Search the entries for the string "tabs" and give the number of lines that hold it, nothing more.

BEGIN Data for review

PR #1448, opened 2018-06-29
core: make stuff more readable

janiversen:

- [ ] Bug fix
- [ ] Functional change
- [ ] New feature
- [x ] Code cleanup
- [ ] Build system change
- [ ] Documentation change
- [ ] Language translation

Isolate first part of #1423 in this PR, since these 5 commits make a standalone change.

Sorting/grouping can always be discussed, but having names randomly distributed is not a good starting point for a new developer trying to learn.

### Changes made:

1) sort/group struct preferences in pref.h making it easier to locate variables (when you do not know the name)
2) move PP_GRAPHS_ENABLED from pref.h, since it is only used in 1 cpp file
3) sort CMakeLists.txt, to make it faster to look if a file is included or not (did this after I mistakenly added the same file twice)
4) add qPref.h and qPrefprivate.h, this is the fundament of #1423
5) remove double definition of enum cloud_storage_status, having the same enum defined in several places is error prone.

### DIFF
--- a/core/pref.h
+++ b/core/pref.h
@@ -223,8 +223,6 @@ enum cloud_status {
 
 extern struct preferences prefs, default_prefs, git_prefs;
 
-#define PP_GRAPHS_ENABLED (prefs.pp_graphs.po2 || prefs.pp_graphs.pn2 || prefs.pp_graphs.phe)
-
 extern const char *system_divelist_default_font;
 extern double system_divelist_default_font_size;
 
--- a/core/pref.h
+++ b/core/pref.h
@@ -59,106 +59,147 @@ typedef struct {
 	int download_mode;
 } dive_computer_prefs_t;
 
+// ********** PREFERENCES **********
+// This struct is kept global for all of ssrf
+// most of the fields are loaded from git as
+// part of the dives, but some fields are loaded
+// from local storage (QSettings)
+// The struct is divided in groups (sorted)
+// and elements within the group is sorted
+//
+// When adding items to this list, please keep
+// the list sorted (easier to find something)
 struct preferences {
-	const char *divelist_font;
-	const char *default_filename;
-	const char *default_cylinder;
+	// ********** Animations **********
+	int animation_speed;
+
+	// ********** CloudStorage **********
 	const char *cloud_base_url;
 	const char *cloud_git_url;
-	const char *time_format;
-	const char *date_format;
-	const char *date_format_short;
-	bool time_format_override;
-	bool date_format_override;
-	double font_size;
-	partial_pressure_graphs_t pp_graphs;
-	bool mod;
-	double modpO2;
-	bool ead;
-	bool dcceiling;
-	bool redceiling;
-	bool calcceiling;
-	bool calcceiling3m;
-	bool calcalltissues;
-	bool calcndltts;
-	short gflow;
-	short gfhigh;
-	int animation_speed;
-	bool gf_low_at_maxdepth;
-	bool show_ccr_setpoint;
-	bool show_ccr_sensors;
-	bool show_scr_ocpo2;
-	bool display_invalid_dives;
-	short unit_system;
-	struct units units;
-	bool coordinates_traditional;
-	bool show_sac;
-	bool display_unused_tanks;
-	bool show_average_depth;
-	bool show_icd;
-	bool zoomed_plot;
-	bool hrgraph;
-	bool percentagegraph;
-	bool rulergraph;
-	bool tankbar;
-	bool save_userid_local;
-	const char *userid;
-	int ascrate75; // All rates in mm / sec
-	int ascrate50;
-	int ascratestops;
-	int ascratelast6m;
-	int descrate;
-	int sacfactor;
-	int problemsolvingtime;
-	int bottompo2;
-	int decopo2;
-	enum deco_mode display_deco_mode;
-	depth_t bestmixend;
-	int proxy_type;
-	const char *proxy_host;
-	int proxy_port;
-	bool proxy_auth;
-	const char *proxy_user;
-	const char *proxy_pass;
-	bool doo2breaks;
-	bool drop_stone_mode;
-	bool last_stop;   // At 6m?
-	bool verbatim_plan;
-	bool display_runtime;
-	bool display_duration;
-	bool display_transitions;
-	bool display_variations;
-	bool safetystop;
-	bool switch_at_req_stop;
-	int reserve_gas;
-	int min_switch_duration; // seconds
-	int bottomsac;
-	int decosac;
-	int o2consumption; // ml per min
-	int pscr_ratio; // dump ratio times 1000
-	int defaultsetpoint; // default setpoint in mbar
-	bool show_pictures_in_profile;
-	bool use_default_file;
-	short default_file_behavior;
-	facebook_prefs_t facebook;
-	const char *cloud_storage_password;
-	const char *cloud_storage_newpassword;
 	const char *cloud_storage_email;
 	const char *cloud_storage_email_encoded;
-	bool save_password_local;
-	short cloud_verification_status;
+	const char *cloud_storage_newpassword;
+	const char *cloud_storage_password;
+	const char *cloud_storage_pin;
+	short       cloud_timeout;
+	short       cloud_verification_status;
+	bool        git_local_only;
+	bool        save_password_local;
+	bool        save_userid_local;
+	const char *userid;
+
+	// ********** DiveComputer **********
+	dive_computer_prefs_t dive_computer;
+
+	// ********** Display **********
+	bool        display_invalid_dives;
+	const char *divelist_font;
+	double      font_size;
+	bool        showDeveloper;
+ 	const char *theme;
+
+	// ********** Facebook **********
+	facebook_prefs_t facebook;
+
+	// ********** General **********
+	bool        auto_recalculate_thumbnails;
+	int         defaultsetpoint; // default setpoint in mbar
+	const char *default_cylinder;
+	const char *default_filename;
+	short       default_file_behavior;
+	int         o2consumption; // ml per min
+	int         pscr_ratio; // dump ratio times 1000
+	bool        use_default_file;
+
+	// ********** Geocoding **********
 	geocoding_prefs_t geocoding;
-	enum deco_mode planner_deco_mode;
-	short vpmb_conservatism;
+
+	// ********** Language **********
+	const char *    date_format;
+	bool            date_format_override;
+	const char *    date_format_short;
+	locale_prefs_t  locale; //: TODO: move the rest of locale based info here.
+	const char *    time_format;
+	bool            time_format_override;
+
+	// ********** LocationService **********
 	int time_threshold;
 	int distance_threshold;
-	bool git_local_only;
-	short cloud_timeout;
-	bool auto_recalculate_thumbnails;
-	locale_prefs_t locale; //: TODO: move the rest of locale based info here.
+
+	// ********** Network **********
+	bool        proxy_auth;
+	const char *proxy_host;
+	int         proxy_port;
+	int         proxy_type;
+	const char *proxy_user;
+	const char *proxy_pass;
+
+	// ********** Planner **********
+	int             ascratelast6m;
+	int             ascratestops;
+	int             ascrate50;
+	int             ascrate75; // All rates in mm / sec
+	depth_t         bestmixend;
+	int             bottompo2;
+	int             bottomsac;
+	int             decopo2;
+	int             decosac;
+	int             descrate;
+	bool            display_duration;
+	bool            display_runtime;
+	bool            display_transitions;
+	bool            display_variations;
+	bool            doo2breaks;
+	bool            drop_stone_mode;
+	bool            last_stop;   // At 6m?
+	int             min_switch_duration; // seconds
+	enum deco_mode  planner_deco_mode;
+	int             problemsolvingtime;
+	int             reserve_gas;
+	int             sacfactor;
+	bool            safetystop;
+	bool            switch_at_req_stop;
+	bool            verbatim_plan;
+
+	// ********** TecDetails **********
+	bool                        calcalltissues;
+	bool                        calcceiling;
+	bool                        calcceiling3m;
+	bool                        calcndltts;
+	bool                        dcceiling;
+	enum deco_mode              display_deco_mode;
+	bool                        display_unused_tanks;
+	bool                        ead;
+	short                       gfhigh;
+	short                       gflow;
+	bool                        gf_low_at_maxdepth;
+	bool                        hrgraph;
+	bool                        mod;
+	double                      modpO2;
+	bool                        percentagegraph;
+	partial_pressure_graphs_t   pp_graphs;
+	bool                        redceiling;
+	bool                        rulergraph;
+	bool                        show_average_depth;
+	bool                        show_ccr_sensors;
+	bool                        show_ccr_setpoint;
+	bool                        show_icd;
+	bool                        show_pictures_in_profile;
+	bool                        show_sac;
+	bool                        show_scr_ocpo2;
+	bool                        tankbar;
+	short                       vpmb_conservatism;
+	bool                        zoomed_plot;
+
+	// ********** Units **********
+	bool            coordinates_traditional;
+	short           unit_system;
+	struct units    units;
+
+	// ********** UpdateManager **********
 	update_manager_prefs_t update_manager;
-	dive_computer_prefs_t dive_computer;
 };
+
 enum unit_system_values {
 	METRIC,
 	IMPERIAL,
--- a/core/settings/qPref.cpp
+++ b/core/settings/qPref.cpp
@@ -2,16 +2,15 @@
 #include "qPref_private.h"
 #include "qPref.h"
 
-
-qPref *qPref::m_instance = NULL;
+qPref::qPref(QObject *parent) : 
+	QObject(parent)
+{
+}
 qPref *qPref::instance()
 {
-	if (!m_instance)
-		m_instance = new qPref;
-	return m_instance;
+static qPref *self = new qPref;
+	return self;
 }
-
-
 
 void qPref::loadSync(bool doSync)
 {
--- a/core/settings/qPref.cpp
+++ b/core/settings/qPref.cpp
@@ -1,0 +1,18 @@
+// SPDX-License-Identifier: GPL-2.0
+#include "qPref_private.h"
+#include "qPref.h"
+
+
+qPref *qPref::m_instance = NULL;
+qPref *qPref::instance()
+{
+	if (!m_instance)
+		m_instance = new qPref;
+	return m_instance;
+}
+
+
+
+void qPref::loadSync(bool doSync)
+{
+}
--- a/core/settings/qPref.h
+++ b/core/settings/qPref.h
@@ -7,10 +7,10 @@
 
 class qPref : public QObject {
 	Q_OBJECT
+	Q_ENUMS(cloud_status);
 
 public:
-	qPref(QObject *parent = NULL) : QObject(parent) {};
-	~qPref() {};
+	qPref(QObject *parent = NULL);
 	static qPref *instance();
 
 	// Load/Sync local settings (disk) and struct preference
@@ -19,7 +19,6 @@ public:
 public:
 
 private:
-	static qPref *m_instance;
 };
 
 #endif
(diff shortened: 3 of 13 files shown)


core/settings/qPref.h
```diff
@@ -0,0 +1,38 @@
...
+public:
+	qPref(QObject *parent = NULL) : QObject(parent) {};
+	~qPref() {};
+	static qPref *instance();
+
+	// Load/Sync local settings (disk) and struct preference
+	void loadSync(bool doSync);
+
+public:
+	enum cloud_status {
```
bstoeger: I admit that I haven't really looked at the other PR, because the preferences code is the part which I am the least fond of.

So just a random note: Why would `cloud_status` belong to the preferences-class? This seems to me fundamentally wrong. So I wonder whether a better approach would be to declutter the preferences first before doing whatever this PR is doing?

janiversen:
That is a good point, before this PR it was both in pref.h and preferences. I choose qPref because this status is only used in qml as far as I remember.

It is needed as an enum in qml, and I think those enums needs to be in the registred class. However if desired I can try an circumvent that, however having the definition 2 times (as now) is bad.

core/settings/qPref_private.h
```diff
@@ -0,0 +1,74 @@
...
+#include <QVariant>
+
+#include "core/qthelper.h"
+
+
+#define COPY_TXT(name, string)	\
+{		\
+	free((void *)prefs.name);	\
+	prefs.name = copy_qstring(string);	\
+}
```
dirkhh: at least here on GitHub the trailing backslashes seem rather randomly distributed :-)

core/settings/qPref.h
dirkhh: I agree that this is not a preference - but it is stored with the preferences... now you can argue "why do we do that?" and that's an interesting question. Preferences and cloud status are both part of the persistent state that we maintain across runs. We can now consider renaming the thing that we store - but I'm not sure that adds a lot of value.

dirkhh (approved):
Thanks for breaking this out as a smaller subset.
I think this looks good to go in after 4.8.0
Each of these changes makes things simpler and easier to read - and that's a good thing.

core/settings/qPref_private.h
neolit123: aligned spaces or a single space should be used before the `\`, not tabs.

core/settings/qPref.h
```diff
@@ -0,0 +1,38 @@
+// SPDX-License-Identifier: GPL-2.0
+#ifndef QPREF_H
+#define QPREF_H
+
+
```
neolit123: extra LF.

core/settings/qPref.h
```diff
@@ -0,0 +1,38 @@
...
+#include <QObject>
+#include "core/pref.h"
+
+
+
```
neolit123: two extra LF.

core/settings/qPref.h
```diff
@@ -0,0 +1,38 @@
...
+public:
+	enum cloud_status {
+		CS_UNKNOWN,
+		CS_INCORRECT_USER_PASSWD,
+		CS_NEED_TO_VERIFY,
+		CS_VERIFIED,
+		CS_NOCLOUD
+	};
+
+
```
neolit123: extra LF.

core/settings/qPref_private.h
```diff
@@ -0,0 +1,74 @@
...
+
+// Header used by all qPref<class> implementations to avoid duplicating code
+
+#include <QObject>
+#include <QSettings>
+#include <QVariant>
+
+#include "core/qthelper.h"
+
+
```
neolit123: extra LF.

core/settings/qPref_private.h
janiversen: Done (changes to a single space and \ not aligned)

core/pref.h
```diff
@@ -59,106 +59,147 @@ typedef struct {
...
+// ********** PREFERENCES **********
+// This struct is kept global for all of ssrf
+// most of the fields are loaded from git as
+// part of the dives, but some fields are loaded
+// from local storage (QSettings)
+// The struct is divided in groups (sorted)
+// and elements within the group is sorted
+//
+// When adding items to this list, please keep
+// the list sorted (easier to find something)
```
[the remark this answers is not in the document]
janiversen: yep, that was tab once again (my editor now inserts tabs whenever it can :-( )

janiversen:
Thanks for the comments, I have pushed a new version, which I hope solves all comments.

No need for this to be merged before the release.

core/settings/qPref.h
bstoeger: >  Preferences and cloud status are both part of the persistent state that we maintain across runs.

So are many other things which are *not* stored in the preferences (last used directories, thumbnails, ...). Just grep for `QSettings`.

> but I'm not sure that adds a lot of value

I guess that depends on your priorities. But since this is a major rewrite/renaming anyway, I think we should ask such questions.

Even the code says:
```
//TODO: Change this to the Cloud Storage Stuff, not preferences.
```

BTW: I really dislike the verbosity of the whole preferences thing, so just seeing `+356 −191` makes me sad. I reckon that's a temporary thing?

core/settings/qPref_private.h
```diff
@@ -0,0 +1,72 @@
...
+}
+
+#define LOADSYNC_INT(name, field) \
+{ \
+	QSettings s; \
+	if (doSync) \
+		s.setValue(group + name, prefs.field); \
+	else \
+		prefs.field = s.value(group + name, default_prefs.field).toInt(); \
+}
```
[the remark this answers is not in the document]
bstoeger: > Is there a reason to create a new object every time?

If you look at #1423, these macros seem to replace a full function body. Which then raises the question, why not generate the whole function with a macro?

I think these macros should go in a PR where their use is seen. Otherwise it's really difficult to judge their usefulness.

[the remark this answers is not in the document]
mfbernardes: Agree they should not be in this PR.

Moreover, even though they replace a function body... they replace a getter, that is also a setter.  and called by the setter, to actually set/save values. This does not make sense to me.

The setter code is always the same anyway, is just one line and can be made more clear by doing just that.

core/settings/qPref.h
```diff
@@ -0,0 +1,25 @@
...
+class qPref : public QObject {
+	Q_OBJECT
+
+public:
+	qPref(QObject *parent = NULL) : QObject(parent) {};
+	~qPref() {};
+	static qPref *instance();
+
+	// Load/Sync local settings (disk) and struct preference
+	void loadSync(bool doSync);
```
mfbernardes: What is the advantage of this loadSync vs just loading as needed (or constructor) and just setting on setter?

I only see a centralized sync making sense if setters are not used (like in the existing code), but this is not the case I see on #1423 where qPref is used.

core/settings/qPref.h
dirkhh: You are correct - this is the time to do things right. So we should move cloud storage out from preferences. That doesn't need to happen in this particular patch series, though.

@tcanabrava had worked on something to create the preferences and all the boilerplate code from much more concise configuration data. I don't know if that code would be an alternative to what Jan is working on.

janiversen:
Just a few short comments from the airport while I wait for a delayed plane.
- I agree with the cloudStorage enum, but I had some problems with the Qt macro if not defined in the class (I assume that is why we 2 definitions right now. I will to move it to oref.h where it really belongs.
- There are only 1 funcion to load/sync on purpose, this is to ensure thatthe same name is used.
- the get/set/disk functions are side by side, so we ensure all 3 are added (look inthe curent code, where get set load sync are split over a lot of lines), I found several problems in the current distributed version, so this is sonething important (at least to me).
- I checked if a parser could be used, but please look at all the exceptions we have, that would make it less efficient than you think.
- bstoeger has a good argument why the macro does not generate the whole function. I did that in an early attempt, but decided sooneone would not like that. my preference is to have 1 macro that generates all 3 functions, so we only have to write the special cases.

note to @bstoeger you can see how the macros are used in the other PR.

@dirkhh I am very willing to make adaptations, because I hope the outcome will be slimmer and more readable, but please lets not reimplement what is already there in the same manner (like e.g. a separate function for load and sync).

core/settings/qPref.h
janiversen: well at least we need a centralized read. And when savi g it would be good to sync as well, as many change struct preferences directly (no set call)

janiversen:
I have remove cloud_status from qPref (now it is only defined in pref.h) and it seems to work with QML.

Regarding the macros, these are a starting point, but the comments from @bestoeger and @mfbernardes  gave me a couple of ideas. My suggestion is that the current macros are accepted as is, and then I will prepare a simple PR that contains extra macros:
- Whole disk function as pr @bstoeger 
- Something similar for the get function (which are 98% identical)
- a single class (Display) that shows how the macros are used.

That enables us to focus the discussion on the macros and the structure of qPref.

core/settings/qPref_private.h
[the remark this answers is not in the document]
dirkhh: It looks like this comment is still unresolved?

dirkhh (changes requested):
I think we are getting closer. It seems the getter / setter semantics still have an open question or two.
The extra line breaks I can fix when I pull it (if I remember).
Thanks

janiversen:
Please help a pour soul, I am unsure which comment is unanswwered, but let me just repeat the headlines:

Getter functions:
Is in this version, normal C++ functions, but as @bstoeger suggest willl be replaced be a single line macro for the 98%).

Setter functions:
Is in this version, normal C++ functions, but as @bstoeger suggest willl be replaced be a single line macro for the 80%). We do however need the e.g. COPY_TXT macros for the remaining 20%

Disk functions
Is in this version, normal C++ function with a macro call, but as @bstoeger suggest willl be replaced be a single line macro for the 75%). We do however need simple macros for the remaining 25%. The creatiion of QSettings will be done as a private variable, but I would like to do that in one commit.

Once this is accepted, I have another PR nearly ready to go, it builds on this one, respecting most of the comments (with the exception I do not fancy 1 diskSync and 1 diskLoad function, since we have to duplicate the storage name). The next PR will contain:
1) amendsments to qPRef_private.h for “all inclusive functions”
2) qPrefDiskplay showing how the macros are used.

If I have missed anything, please tell me what I need to correct/explain in this PR ?

dirkhh:
@bstoeger are you ok with this being merged? I had understood that you had asked some of the changes to be made here, but now reading @janiversen 's summary, it does sound like we are good to go?

core/settings/qPref.h
```diff
@@ -0,0 +1,26 @@
...
+#include <QObject>
+#include "core/pref.h"
+
+class qPref : public QObject {
+	Q_OBJECT
+	Q_ENUMS(cloud_status);
+
+public:
+	qPref(QObject *parent = NULL) : QObject(parent) {};
+	~qPref() {};
```
bstoeger: Any reason to overwrite the default-destructor by an inlined version?
(Note: If you do, then the semicolon is not needed.)

core/settings/qPref.h
```diff
@@ -0,0 +1,26 @@
...
+
+#include <QObject>
+#include "core/pref.h"
+
+class qPref : public QObject {
+	Q_OBJECT
+	Q_ENUMS(cloud_status);
+
+public:
+	qPref(QObject *parent = NULL) : QObject(parent) {};
```
bstoeger: Any reason to inline the constructor?
(Note: If you do, then the semicolon is not needed.)

core/settings/qPref_private.h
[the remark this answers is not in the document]
bstoeger: I still would prefer if these macros were introduced with a PR that also introduces their use. Otherwise it's hard to get the "vision". Note: not necessarily the same commit, but the same PR would be nice.

core/settings/qPref.h
janiversen: The reason was that if I did not make it inline, I got a compile error if it was not declared in the cpp file. But maybe I made something wrong ?

I am happy the remove the {}; if I do not have to declare it in the cpp file.

core/settings/qPref.cpp
```diff
@@ -0,0 +1,18 @@
+// SPDX-License-Identifier: GPL-2.0
+#include "qPref_private.h"
+#include "qPref.h"
+
+
+qPref *qPref::m_instance = NULL;
+qPref *qPref::instance()
+{
+	if (!m_instance)
```
bstoeger: I think we discussed this already, but I forgot: Any reason not to use the standard singleton idiom:
```
qPref *qPref::instance()
{
	qPref self;
	return &self;
}
```
If this doesn't work for some subtle reason then it needs a comment.

janiversen:
That is precise what I am doing in the following PR, however it is based on this PR, so I either combine the 2 PR´2 (making the second less logical), and we keep it as 2 PR´s.

I understand and agree it is good to have a usecase in parallel to the macros, but please remember not the least due to your comments this is about 1/3 of the total macros.

I will leave it up to you and dirk decide what you prefer (1 or 2 PR, same work for me). I personally think a second commit that includes all macros with a use case is better than mixing the PR

As I wrote earlier you can see how these macros are used in the now outdated PR #1447. But remark I am making more intelligent use of macros due to your suggestions.

janiversen:
Removed merge conflict with latest master and got rid of last extra line breaks. 

Now I wait for a decision on whether or not to merge the 2 PR

core/settings/qPref.h
bstoeger: > The reason was that if I did not make it inline, I got a compile error if it was not declared in the cpp file. 

Of course - if you don't inline, you have to define it somewhere.

> I am happy the remove the {}; if I do not have to declare it in the cpp file.

Not sure that I understand.
1) We define the constructor of every other class in the .cpp file, so why would this be a problem here?
2) You don't pass a parent object anyway, so you can completely remove the declaration and just use the default constructor.

The destructor can also be removed. The default-constructor is good enough.

Note: If you have `{}`, then you don't need `;':
```
	qPref(QObject *parent = NULL) : QObject(parent) {}
```

bstoeger:
> @bstoeger are you ok with this being merged? I had understood that you had asked some of the changes to be made here, but now reading @janiversen 's summary, it does sound like we are good to go?

As I said before: I don't get the big vision of this, but this is due to the fact that I'm not a fan of the preferences code / Qt's property system in general, not due to the PR itself. Apart from the coding-style issues I don't have anything to object, but I don't see the big gain either (well, the formatting of the prefs struct is improved).

janiversen (commented):
I thought an inline constructor ware more efficient, and at least less lines than declaring it in the cpp file. We need the constructor to be sure QObject is called with parent, but I am happy to put it back in the cpp file. The ; is a part of my way of working, even though it is not needed it does harm, and sometimes it catches errors.

I will remove the destructor and let the default destructor take over.

janiversen:
Response to @bstoeger comments:
- removed destructor to allow default destructor
- remove inline constructor and define in cpp file, slightly less efficient and more lines of code, but no subject

I did not change the instance() function, because unless I am mistaken the suggestion does not work (@bstoeger did not yet respond to my comments).

The big vision, might not be so big at all, but look at the current code, and find the missing variables etc, that a “just code cleanup” is a vision.

janiversen:
Seems travis is broken cannot find our domain.

bstoeger:
> I thought an inline constructor ware more efficient, and at least less lines than declaring it in the cpp file. 

Let's not sacrifice consistency for a function that is called once(!) during the application's lifetime.

dirkhh:
Travis isn't having a good day.
@bstoeger we use the same instance pattern in many places. The reason for this is that otherwise Qt and QML create two different instances and things go badly. This may be a bug elsewhere in our code, but unless we have a replacement that is tested and works everywhere, I don't really want to start yet another "oh, we don't need this" followed by a week of me hunting down strange bugs and in the end finding another case where we have two different instances of what we think is the same variable. I have gone through this three times now and the third time I swore that I would kill the next person who breaks this...
@janiversen my biggest concern is "cleanups" that break things. Your "cleanup" of the translation location broke translations. Because you moved them without updating the place where we look for them. And because the iOS simulator once again is broken and doesn't correctly set its locale (whatever I do, I get en-DE instead of de-DE) I have wasted two hours trying to test my fix.
And that's the crux of ALL of this. So many times things get done without being sufficiently tested and thought through, and they end up costing ME hours and hours of work.
I don't mind cleanups. I do mind if for little or now objective incremental value things get broken and I end up being the one who spends the time to fix them, instead of working on new features or things that are actually fun to work on.
Yes, the problem is that this is all incredibly fragile and ugly and hacky and what not. But that is where we are and what we have.
No, I'm not saying NO to this PR. I'll take it once I've beaten Travis into submission and once @bstoeger is reasonably happy.
But I will be rather unhappy if this again ends up breaking things in subtle ways.

janiversen:
Updated to use 
Static qPref *self in instance() instead of a m_instance as a private variable.

I do not see the big difference, but on the other hand I have no firm opinion, I just hope something changes the rest of the system

Git grep m_instance | wc -l give 46.

janiversen:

END Data for review

### Exercise output
2